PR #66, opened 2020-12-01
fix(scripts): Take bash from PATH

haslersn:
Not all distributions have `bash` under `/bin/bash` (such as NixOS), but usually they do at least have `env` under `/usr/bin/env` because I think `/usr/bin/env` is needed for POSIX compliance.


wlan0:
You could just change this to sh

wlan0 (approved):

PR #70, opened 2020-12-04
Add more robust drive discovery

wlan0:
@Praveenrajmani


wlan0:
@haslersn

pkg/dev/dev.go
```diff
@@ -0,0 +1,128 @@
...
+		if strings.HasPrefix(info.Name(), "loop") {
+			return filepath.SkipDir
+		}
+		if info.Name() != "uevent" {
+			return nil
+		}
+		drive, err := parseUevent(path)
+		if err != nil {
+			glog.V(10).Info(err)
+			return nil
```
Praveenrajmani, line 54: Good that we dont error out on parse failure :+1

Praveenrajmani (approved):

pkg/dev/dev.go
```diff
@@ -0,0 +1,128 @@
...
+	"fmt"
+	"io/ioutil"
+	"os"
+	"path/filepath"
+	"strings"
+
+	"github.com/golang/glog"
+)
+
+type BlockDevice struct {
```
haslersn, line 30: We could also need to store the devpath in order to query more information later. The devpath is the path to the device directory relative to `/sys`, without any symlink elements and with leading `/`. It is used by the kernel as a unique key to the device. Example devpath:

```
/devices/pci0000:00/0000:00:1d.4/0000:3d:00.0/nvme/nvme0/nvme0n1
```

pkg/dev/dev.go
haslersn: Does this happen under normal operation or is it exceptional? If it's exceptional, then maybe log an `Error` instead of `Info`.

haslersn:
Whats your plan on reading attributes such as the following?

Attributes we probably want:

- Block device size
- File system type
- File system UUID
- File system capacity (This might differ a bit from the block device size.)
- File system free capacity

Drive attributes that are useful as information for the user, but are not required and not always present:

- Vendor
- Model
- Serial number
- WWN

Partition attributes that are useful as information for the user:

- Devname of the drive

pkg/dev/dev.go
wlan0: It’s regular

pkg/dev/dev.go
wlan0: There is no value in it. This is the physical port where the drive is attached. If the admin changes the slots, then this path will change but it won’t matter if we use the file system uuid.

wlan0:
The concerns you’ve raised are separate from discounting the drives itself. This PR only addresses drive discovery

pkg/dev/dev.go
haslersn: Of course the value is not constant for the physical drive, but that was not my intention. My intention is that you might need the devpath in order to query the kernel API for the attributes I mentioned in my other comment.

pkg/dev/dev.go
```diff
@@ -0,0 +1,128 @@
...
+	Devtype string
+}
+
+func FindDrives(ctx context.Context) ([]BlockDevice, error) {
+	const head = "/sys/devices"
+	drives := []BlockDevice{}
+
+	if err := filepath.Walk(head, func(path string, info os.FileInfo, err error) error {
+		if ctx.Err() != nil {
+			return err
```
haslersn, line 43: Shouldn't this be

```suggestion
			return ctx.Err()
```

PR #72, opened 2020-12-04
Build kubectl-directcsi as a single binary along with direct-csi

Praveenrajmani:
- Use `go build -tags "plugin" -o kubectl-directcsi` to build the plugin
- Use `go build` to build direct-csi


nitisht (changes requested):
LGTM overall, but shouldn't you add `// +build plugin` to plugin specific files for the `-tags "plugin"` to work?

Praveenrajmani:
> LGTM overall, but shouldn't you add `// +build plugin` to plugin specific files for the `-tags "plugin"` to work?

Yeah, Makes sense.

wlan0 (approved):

* * *

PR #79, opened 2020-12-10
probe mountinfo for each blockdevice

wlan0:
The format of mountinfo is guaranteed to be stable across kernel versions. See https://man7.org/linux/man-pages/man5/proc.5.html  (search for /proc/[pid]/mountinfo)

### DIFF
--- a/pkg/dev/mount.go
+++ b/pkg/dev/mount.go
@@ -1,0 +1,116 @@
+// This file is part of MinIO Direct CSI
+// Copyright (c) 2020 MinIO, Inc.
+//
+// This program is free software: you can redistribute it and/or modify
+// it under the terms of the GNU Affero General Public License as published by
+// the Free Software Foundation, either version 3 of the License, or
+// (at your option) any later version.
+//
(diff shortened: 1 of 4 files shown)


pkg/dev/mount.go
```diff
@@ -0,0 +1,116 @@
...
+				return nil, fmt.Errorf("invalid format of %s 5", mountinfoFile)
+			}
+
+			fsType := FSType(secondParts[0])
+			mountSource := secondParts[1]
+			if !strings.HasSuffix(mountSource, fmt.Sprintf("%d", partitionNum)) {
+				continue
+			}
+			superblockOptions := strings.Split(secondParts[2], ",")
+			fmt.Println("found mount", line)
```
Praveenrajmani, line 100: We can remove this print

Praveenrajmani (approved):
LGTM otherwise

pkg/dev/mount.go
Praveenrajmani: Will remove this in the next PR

DESCRIPTION OF THE TASK. Lines of the material may hold the string "remove". Copy each one that does.

RESULT OF THIS EXERCISE.
Praveenrajmani, line 100: We can remove this print
Praveenrajmani: Will remove this in the next PR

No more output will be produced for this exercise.